-- Work to complete --
Pull every line containing "yaml" from the data.
****************
PR #2821, opened 2018-08-01
Add Foreman client repositories

ehelms:

* [x] Nightly
* [ ] 1.19
* [ ] 1.18
* [ ] 1.17

---

### DIFF
--- a/package_manifest.yaml
+++ b/package_manifest.yaml
@@ -298,6 +298,45 @@ foreman_packages:
     tfm: {}
     tfm-rubygem-rest-client: {}
 
+foreman_client_packages:
+  vars:
+    package_base_dir: 'packages/client/'
+    releasers:
+    - koji-foreman-client
+    repoclosure_config: repoclosure/yum.conf
+    repoclosure_lookaside_repos:
+      - el7-base
+      - el7-updates
+      - el7-epel
+      - el7-extras
+      - el7-puppet-5
+      - el7-foreman-client-nightly
+      - el6-base
+      - el6-updates
+      - el6-epel
+      - el6-extras
+      - el6-puppet-5
+      - el6-subscription-manager
+      - el6-qpid
+      - el6-foreman-client-nightly
+      - el5-base
+      - el5-updates
+      - el5-epel
+      - el5-extras
+      - el5-puppet-5
+      - el5-subscription-manager
+      - el5-qpid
****************
-- Output --
--- a/package_manifest.yaml
+++ b/package_manifest.yaml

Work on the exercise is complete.